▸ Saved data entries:

PR #812, opened 2020-07-08
Fixes build:watch command, renames it to dev and adds source maps

altaudio:
#### ⁉ Issue
We previously had a command called `build:watch`, which was supposed to watch our `lib/` dir and `tailwind.config.js` file and build them into the `/dist` directory whenever they changed. However, I broke it with the following:

```javascript
{
  "build": "babel lib/ --out-dir dist/lib && babel tailwind.config.js --out-dir dist",
  "build:watch": "concurrently \"yarn copy:styles:watch\" \"yarn build --watch\""
}
```
looking at `build:watch`, when we call `yarn build --watch`, it is actually only passing the `--watch` flag to the second babel call. Thus it was only recompiling the tailwindconfig when that changed.
#### ✅ Fix
I have created a new command `yarn dev` that actually watches and rebuilds both  `lib/*` and `tailwind.config.js`.

As a bonus, this command adds inline source maps, which means we can debug the actual GUI code when linking it to the App.

### DIFF
--- a/package.json
+++ b/package.json
@@ -59,7 +59,7 @@
     "lint:fix": "eslint -c .eslintrc.json --fix 'lib/**/*.js' 'tests/**/*.js' 'stories/webapp/**/*.js'",
     "lint:check": "eslint --print-config . | eslint-config-prettier-check",
     "copy:styles:watch": "nodemon --exec \"yarn copy-styles\" --watch lib --watch styles -e scss --watch tailwind.config.js",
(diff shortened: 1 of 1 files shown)


altaudio:
[GUI: yarn build:watch is knackered](https://trello.com/c/5kiWStC6/545-gui-yarn-buildwatch-is-knackered)

altaudio:
> I'd rather still have watch in the name but 🤷‍♀️

Yeah I think I will keep it as `build:watch` now, originally I changed it to `dev` for a reason that isn't valid anymore, so I'll switch it back!

PR #817, opened 2020-07-10
Hiding conversation blur

DavidHollins6:
### 💬 Description
We should just hide the BottomBlur of a conversation instead of re-rendering it. This was causing issues because it was rendering and pushing other elements around.

### 🚪 Start Points
`lib/Comment/CommentText.js`

### ✅ Checklist
- [ ] Tests written
- [ ] Browser tested
- [ ] Added to documentation
- [ ] Added to storybook


DavidHollins6:
[Blur for long text goes 0% 100% 0%](https://trello.com/c/KuigrOA0/553-blur-for-long-text-goes-0-100-0)

PR #819, opened 2020-07-13
Conversation failure states

DavidHollins6:
### 💬 Description
Our conversation components now handle failures in their promises. As a result, we now need to show some UI to tell the user that their action has just failed, in this PR we add these states to Deleting + subscribing.

There is one small change that snuck in, we have a max-width around the conversation story now to make it more realistic.

### 📹 GIF (optional)
https://share.getcloudapp.com/jkuQ010g

### 🚪 Start Points
`lib/ConfirmationOverlay/index.js` - Delete promise failure state
`lib/Comment/CommentSubscribeToggle.js` - Subscribe promise failure state

### ✅ Checklist
- [ ] Tests written
- [ ] Browser tested
- [ ] Added to documentation
- [ ] Added to storybook


DavidHollins6:
[[UI CHANGE] Add fail states for other api request. E.g. subscribing/deleting](https://trello.com/c/PitmUin8/613-ui-change-add-fail-states-for-other-api-request-eg-subscribing-deleting)

lib/ConfirmationOverlay/index.js
```diff
@@ -13,10 +13,24 @@ const ConfirmationOverlay = ({
...
-  const [isSubmitting, handleSubmitWithLoader] = useLoader(confirm);
+  const [hasFailed, setHasFailed] = useState(false);
+  const setHasFailedTimeout = useRef(null);
+
+  const handleConfirm = async () => {
+    try {
+      await confirm();
+    } catch (error) {
+      setHasFailed(true);
+      setHasFailedTimeout.current = setTimeout(() => setHasFailed(false), 2000);
```
altaudio, line 28: 🚩 Do we need to handle canceling the timeout when this component unmounts too?

I wonder if there's a hook that could be abstracted here, something like `useTimeout`, which you pass a function and a delay, and it handles the canceling logic for you. Maybe you could also pass it multiple functions to call.

PR #821, opened 2020-07-14
Feature/dropdown new context

AmeeMorris:
### 💬 Description
This is switching our Dropdown component over to the new(ish) context api. 

Functionally it should all work the same and I havent done much to the components bar make them use the new context. One big change is I moved a lot of stuff from `Dropdown/index` over to `Dropdown/DropdownProvider` since we were getting some circular dependancy issues.

The other is that I've ditched a load of tests that broke as a result of this, I've rewritten those that seemed useful, but if you think I've been harsh with any of them let me know. 
### 🚪 Start Points
`lib/Dropdown/index.js`

### ✅ Checklist
- [x] Tests written
- [ ] Browser tested
- [ ] Added to documentation
- [ ] Added to storybook


AmeeMorris:
[Refactor Dropdown to use new context](https://trello.com/c/47CjaVKx/623-refactor-dropdown-to-use-new-context)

▸ Work request: Give a word-for-word copy of the records.

▸ Exercise response:
PR #812, opened 2020-07-08
Fixes build:watch command, renames it to dev and adds source maps

altaudio:
#### ⁉ Issue
We previously had a command called `build:watch`, which was supposed to watch our `lib/` dir and `tailwind.config.js` file and build them into the `/dist` directory whenever they changed. However, I broke it with the following:

```javascript
{
  "build": "babel lib/ --out-dir dist/lib && babel tailwind.config.js --out-dir dist",
  "build:watch": "concurrently \"yarn copy:styles:watch\" \"yarn build --watch\""
}
```
looking at `build:watch`, when we call `yarn build --watch`, it is actually only passing the `--watch` flag to the second babel call. Thus it was only recompiling the tailwindconfig when that changed.
#### ✅ Fix
I have created a new command `yarn dev` that actually watches and rebuilds both  `lib/*` and `tailwind.config.js`.

As a bonus, this command adds inline source maps, which means we can debug the actual GUI code when linking it to the App.

### DIFF
--- a/package.json
+++ b/package.json
@@ -59,7 +59,7 @@
     "lint:fix": "eslint -c .eslintrc.json --fix 'lib/**/*.js' 'tests/**/*.js' 'stories/webapp/**/*.js'",
     "lint:check": "eslint --print-config . | eslint-config-prettier-check",
     "copy:styles:watch": "nodemon --exec \"yarn copy-styles\" --watch lib --watch styles -e scss --watch tailwind.config.js",
(diff shortened: 1 of 1 files shown)


altaudio:
[GUI: yarn build:watch is knackered](https://trello.com/c/5kiWStC6/545-gui-yarn-buildwatch-is-knackered)

altaudio:
> I'd rather still have watch in the name but 🤷‍♀️

Yeah I think I will keep it as `build:watch` now, originally I changed it to `dev` for a reason that isn't valid anymore, so I'll switch it back!

PR #817, opened 2020-07-10
Hiding conversation blur

DavidHollins6:
### 💬 Description
We should just hide the BottomBlur of a conversation instead of re-rendering it. This was causing issues because it was rendering and pushing other elements around.

### 🚪 Start Points
`lib/Comment/CommentText.js`

### ✅ Checklist
- [ ] Tests written
- [ ] Browser tested
- [ ] Added to documentation
- [ ] Added to storybook


DavidHollins6:
[Blur for long text goes 0% 100% 0%](https://trello.com/c/KuigrOA0/553-blur-for-long-text-goes-0-100-0)

PR #819, opened 2020-07-13
Conversation failure states

DavidHollins6:
### 💬 Description
Our conversation components now handle failures in their promises. As a result, we now need to show some UI to tell the user that their action has just failed, in this PR we add these states to Deleting + subscribing.

There is one small change that snuck in, we have a max-width around the conversation story now to make it more realistic.

### 📹 GIF (optional)
https://share.getcloudapp.com/jkuQ010g

### 🚪 Start Points
`lib/ConfirmationOverlay/index.js` - Delete promise failure state
`lib/Comment/CommentSubscribeToggle.js` - Subscribe promise failure state

### ✅ Checklist
- [ ] Tests written
- [ ] Browser tested
- [ ] Added to documentation
- [ ] Added to storybook


DavidHollins6:
[[UI CHANGE] Add fail states for other api request. E.g. subscribing/deleting](https://trello.com/c/PitmUin8/613-ui-change-add-fail-states-for-other-api-request-eg-subscribing-deleting)

lib/ConfirmationOverlay/index.js
```diff
@@ -13,10 +13,24 @@ const ConfirmationOverlay = ({
...
-  const [isSubmitting, handleSubmitWithLoader] = useLoader(confirm);
+  const [hasFailed, setHasFailed] = useState(false);
+  const setHasFailedTimeout = useRef(null);
+
+  const handleConfirm = async () => {
+    try {
+      await confirm();
+    } catch (error) {
+      setHasFailed(true);
+      setHasFailedTimeout.current = setTimeout(() => setHasFailed(false), 2000);
```
altaudio, line 28: 🚩 Do we need to handle canceling the timeout when this component unmounts too?

I wonder if there's a hook that could be abstracted here, something like `useTimeout`, which you pass a function and a delay, and it handles the canceling logic for you. Maybe you could also pass it multiple functions to call.

PR #821, opened 2020-07-14
Feature/dropdown new context

AmeeMorris:
### 💬 Description
This is switching our Dropdown component over to the new(ish) context api. 

Functionally it should all work the same and I havent done much to the components bar make them use the new context. One big change is I moved a lot of stuff from `Dropdown/index` over to `Dropdown/DropdownProvider` since we were getting some circular dependancy issues.

The other is that I've ditched a load of tests that broke as a result of this, I've rewritten those that seemed useful, but if you think I've been harsh with any of them let me know. 
### 🚪 Start Points
`lib/Dropdown/index.js`

### ✅ Checklist
- [x] Tests written
- [ ] Browser tested
- [ ] Added to documentation
- [ ] Added to storybook


AmeeMorris:
[Refactor Dropdown to use new context](https://trello.com/c/47CjaVKx/623-refactor-dropdown-to-use-new-context)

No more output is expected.